Salvini continua a strumentalizzare i bambini nel bosco


Secondo il leghista Matteo Salvini, i bambini che vengono costretti a defecare nel bosco, che non vegono mandati a scuola e che non possono frequentare coetanei crescerebbero "sani e felici".
A suo dire, sarebbe infame l'assistente sociale che tutela i loro diritti al posto di rubare i figli ai rom, così da far felici quei razzisti a cui lui promette ruspe per radere al suolo le loro abitazioni. Si inventa persino che gli assistenti sociali non andrebbero nei campi rom (anche se non è vero) e prova persino a sostenere che dovrebbero andarci i giudici, anche se non si capisce perché mai dovrebbero farlo dato che il loro lavoro si svolge nei tribunali.

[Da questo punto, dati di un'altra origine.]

PR #7039, opened 2026-05-11
refactor(languageSelector): update and replace old language selector DEV-1401

duvld:
### 🗒️ Checklist

1. [x] run linter locally

### 📣 Summary
Update old language selector into a new component

### 💭 Notes
Replaced the old language selector with a new one. This one uses react-query and orval generated types so it has no more reliance on the `languageStore`. Removing this store is beyond the scope of replacing the language selector, but the selector is the main user of that store.

There are some intended "regressions" because of the switching from a complex component to a simple dropdown. The new language selector uses Mantine `Select` and is meant to be used in multiple places. See DEV-1401 for more info. But here are some notable changes:
1. No more infinite scroll (`Select` does allow for this in the future, if needed)
2. The display of the languages is all contained in the dropdown
3. The dropdown contains groups
    - There is a new "recently selected" group
4. Storybook is updated
    - The specific "Select 'Sweedish' language" story wasn't working, so it wasn't replicated. All props are available to manipulate 
5. The old language selector advertised a "From source" feature. I couldn't find anywhere that was using this, no prop was ever directly populated, so I didn't recreate this feature (I don't know what it was doing anyways).
6. The new component is a controlled component, I removed the old global event handling to navigate the UX

All functional capabilities of the old language selector is ported over

### 👀 Preview steps

1. ℹ️ have an account and a project with an audio response so you can open the NLP view
7. Navigate to the NLP view
9. 🟢 notice that the functionality is the same as before
    - This means a lot of things, it will give a better idea of how the props are interpreted by the new component if you look at the new storybook implementation
    - In the NLP view, notice that all the buttons surrounding this component still work as intended (back button, manual, automatic), because the props were written in a very decoupled way, the NLP steps seems to work seamlessly 
11. 🟢 notice that the functionality and styles match the mockups


jsapp/js/components/languages/languageSelector.stories.tsx
```diff
@@ -17,71 +50,15 @@ const meta: Meta<typeof LanguageSelector> = {
...
-      await userEvent.click(clearSearchButton)
-      await waitFor(async () => {
-        const noSearchItem2 = await canvas.findByText(/^Arabic/)
-        await expect(noSearchItem2).toBeInTheDocument()
-      })
-    })
+    required: true,
+    titleOverride: 'Select a language',
+    suggestedLanguages: ['ar', 'bn'],
+    hiddenLanguages: ['', ''],
```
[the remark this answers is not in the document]
duvld: I have it set up this way as I can't seem to get a better way to show the storybook viewer that we should add items the same was as the `suggestedItems`. Doing it the above way results in this:
image

And adding `"en"`, `en`, `0: "en"` doesn't get saved

jsapp/js/components/languages/languageSelector.tsx
```diff
@@ -1,414 +1,158 @@
-import './languageSelector.scss'
```
magicznyleszek, line 1: Given we are touching the files, could we rename this and stories file to PascalCase?

jsapp/js/components/processing/SingleProcessingContent/components/StepSelectLanguage.tsx
```diff
@@ -90,6 +90,7 @@ export default function StepSelectLanguage({
         onLanguageChange={handleChangeLanguage}
         hiddenLanguages={hiddenLanguages}
         suggestedLanguages={suggestedLanguages}
+        value={languageCode}
```
magicznyleszek, line 93: I notices on short screen that it goes outside (the top of) the screen:

Image

jsapp/js/components/languages/languageSelector.stories.tsx
```diff
@@ -1,13 +1,49 @@
...
 const meta: Meta<typeof LanguageSelector> = {
   title: 'Components/LanguageSelector',
   component: LanguageSelector,
-  argTypes: {},
+  decorators: [
+    (Story) => (
+      <QueryClientProvider client={queryClient}>
+        <Story />
+      </QueryClientProvider>
+    ),
```
magicznyleszek: I think we can use `queryClientDecorator` from `jsapp/js/query/queryClient.mocks.tsx` instead of this custom one

jsapp/js/components/languages/LanguageSelector.stories.tsx
```diff
@@ -17,70 +53,108 @@ const meta: Meta<typeof LanguageSelector> = {
...
+    suggestedLanguages: ['ar', 'bn'],
+    hiddenLanguages: ['', ''],
+  },
+}
 
-/**
- * This test is searching for "Swedish" language, selecting it, and then undoing both the selection and the search.
- */
-export const TestSearchAndSelection: Story = {
+export const InteractionTest: Story = {
```
magicznyleszek, line 60: Let's bring the comment back and update it to mention all the things test does.

jsapp/js/components/languages/languageSelector.tsx
```diff
@@ -1,414 +1,158 @@
...
-   * not selectable from the list.
-   */
-  sourceLanguage?: LanguageCode
   /**
-   * A list of languages that should be displayed in front of other languages.
-   * Most possibly these languages were already chosen for other parts of given
-   * feature or can be found in existing data.
+   * TODO: This should be typed as (language: ListLanguage | null) => void but there's a type incompatibility
+   * between what StepSelectLanguage expects and what the orval-generated API types are.
+   * Specifically, `transcription_services` and `translation_services` arrays are readonly in new types.
```
magicznyleszek: Do we know which types in particular are mismatched? Could you create a Linear task for the fix in the API docs? And then mention it here via linear id?

jsapp/js/components/languages/languageSelector.tsx
```diff
@@ -1,414 +1,158 @@
...
+  onLanguageChange: (language: any) => void
+  titleOverride?: string
+  /** The following props are from the old languageSelector, and is useful to maintain it's UX*/
   hiddenLanguages?: LanguageCode[]
-  /** Triggered after language is selected or cleared. */
-  onLanguageChange: (selectedLanguage: DetailedLanguage | ListLanguage | null) => void
+  suggestedLanguages?: LanguageCode[]
+  /** The currently selected language code, used for the UX of single processing view */
+  value?: LanguageCode | null
   isDisabled?: boolean
```
magicznyleszek: Let's rename it to `disabled`, as this seems to be the standard in Mantine etc.

jsapp/js/components/languages/languageSelector.tsx
```diff
@@ -1,414 +1,158 @@
...
-   * feature or can be found in existing data.
+   * TODO: This should be typed as (language: ListLanguage | null) => void but there's a type incompatibility
+   * between what StepSelectLanguage expects and what the orval-generated API types are.
+   * Specifically, `transcription_services` and `translation_services` arrays are readonly in new types.
    */
-  suggestedLanguages?: LanguageCode[]
-  /** A list of languages that should be omitted from display. */
+  onLanguageChange: (language: any) => void
+  titleOverride?: string
+  /** The following props are from the old languageSelector, and is useful to maintain it's UX*/
```
magicznyleszek: Don't we want to maintain those in new LanguageSelector as well? I mean this comment sounds like "this is old legacy thing, but we keep it", and AFAIU this is something we do want to still have in the component, right?

jsapp/js/components/languages/languageSelector.tsx
```diff
@@ -1,414 +1,158 @@
...
   hiddenLanguages?: LanguageCode[]
-  /** Triggered after language is selected or cleared. */
-  onLanguageChange: (selectedLanguage: DetailedLanguage | ListLanguage | null) => void
+  suggestedLanguages?: LanguageCode[]
+  /** The currently selected language code, used for the UX of single processing view */
```
magicznyleszek: But what does it do actually? Does it pre-select the language when component is first rendered? Let's comment on what it does rather than mention the single processing - as maybe we would want/need to use it in other places in UI too

jsapp/js/components/languages/LanguageSelector.tsx
```diff
@@ -1,414 +1,158 @@
...
+  const [searchValue, setSearchValue] = useState('')
+  const [debouncedSearch] = useDebouncedValue(searchValue, SEARCH_DEBOUNCE_MS)
+  // Keep UI grouping in sync with what user is typing right now.
+  // This avoids a stale "Results" group after clearing the input.
+  const isSearching = searchValue.length >= MINIMUM_SEARCH_LENGTH
+  // Keep API calls debounced to avoid network churn while typing.
+  const isDebouncedSearching = debouncedSearch.length >= MINIMUM_SEARCH_LENGTH
+
+  // "Main" language list (either featured languages or result of searching)
+  const { data, isLoading } = useLanguagesList(isDebouncedSearching ? ({ q: debouncedSearch } as any) : undefined)
```
magicznyleszek, line 40: The `as any` part is needed because orval types are imperfect, right? Let's create Linear task and mention it

jsapp/js/components/languages/languageSelector.tsx
```diff
@@ -1,414 +1,158 @@
...
+  // Keep API calls debounced to avoid network churn while typing.
+  const isDebouncedSearching = debouncedSearch.length >= MINIMUM_SEARCH_LENGTH
+
+  // "Main" language list (either featured languages or result of searching)
+  const { data, isLoading } = useLanguagesList(isDebouncedSearching ? ({ q: debouncedSearch } as any) : undefined)
+  const languages = data?.status === 200 ? data.data.results : []
+
+  // Create a query for each suggested language
+  // NOTE: Suggested languages are broken but handled by parent. Once fixed, the parent will pass correct props (this
+  // component's logic is already ready)
```
magicznyleszek: Broken how? And "handled by parent" means "parent gives us a list of codes as a fallback"?

jsapp/js/components/languages/languageSelector.tsx
```diff
@@ -1,414 +1,158 @@
...
-            loader={<LoadingSpinner message={false} key='loadingspinner' />}
-            useWindow={false}
+  return (
+    <Select
+      searchValue={searchValue}
+      onSearchChange={setSearchValue}
+      data={languageOptions}
+      onChange={onLanguageSelected}
+      value={props.value ?? null}
+      label={props.titleOverride}
```
magicznyleszek: Would we ever use anything else than `t('Select a language')`? I.e. do we need a prop for overriding?

jsapp/js/components/languages/languageSelector.tsx
```diff
@@ -1,414 +1,158 @@
...
-        {!this.state.selectedLanguage && this.renderSearchForm()}
-      </bem.LanguageSelector>
-    )
-  }
+            <KoboIcon icon={IconInfoCircleFilled} size='sm' />
+            <Text>{t('No matching languages found. Try another spelling or language name')}</Text>
+          </Group>
+        )
+      }
+      renderOption={(option) => <Text>{option.option.label}</Text>}
```
magicznyleszek: Could we rename `(option)` to something else to avoid that funny `option.option`?

jsapp/js/components/processing/SingleProcessingContent/components/StepSelectLanguage.tsx
```diff
@@ -60,10 +60,10 @@ export default function StepSelectLanguage({
   }
 
   const handleClickBack = () => {
-    // When clicking "back" we either unselect the language (inner component "back" action) through a special component
-    // function , or if no language is selected, we let the parent know (the parent flow "back" action).
+    // When clicking "back" we either unselect the language (inner component "back" action) by clearing it,
+    // or if no language is selected, we let the parent know (the parent flow "back" action).
     if (languageCode !== null) {
-      resetAllLanguageSelectors()
+      setLanguageCode(null)
```
magicznyleszek, line 66: We no longer need to reset the selector with that funky `resetAllLanguageSelectors`, because it reset itself due `value` being passed, right?

magicznyleszek (changes requested):

jsapp/js/components/languages/languageSelector.tsx
duvld: I think I had some other idea for what this component was doing when I wrote it, but I don't think it makes sense anymore. Removed the comment

jsapp/js/components/languages/languageSelector.tsx
duvld: This is fixed by #7059 , so I'll just remove this comment

jsapp/js/components/languages/languageSelector.tsx
duvld: Probably not, but it was set up this way in the old component. I'll leave the option there, but set the default to `t('Select a language')`

jsapp/js/components/processing/SingleProcessingContent/components/StepSelectLanguage.tsx
duvld: I'm not sure what you mean, the code removes `resetAllLanguageSelectors`? Setting the language to null this way is the 'controlled component' solution to clearing the Select component

duvld: I've removed the `TODO HACKFIX` comment in case you were referring to that :P

jsapp/js/components/languages/LanguageSelector.tsx
duvld: Added task and updated comment

jsapp/js/components/languages/languageSelector.tsx
duvld: ~~Added task and updated comment~~ Used `LanguageCode` instead here

magicznyleszek (approved):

Il populismo è già squallido. Usare il populismo sulla pelle di tre minori, sperando di poter delegittimare giudici e assistenti sociali pare ancor più squallido.

Eppure il leghista medio gli va pure dietro, inventandosi accuse gravissime senza manco avere proce delle loro sparate:



Se Salvini è protetto dall'impunità parlamentare, forse gli assistenti sociali dovrebbero calutare l'ipotesi di querelare tutti i keghisti che li diffamano in calce ai suoi post. Ottenessero 10mila euro di risarcimento da ognuno, poi potrebbero comprarsi villoni in stile Salvini.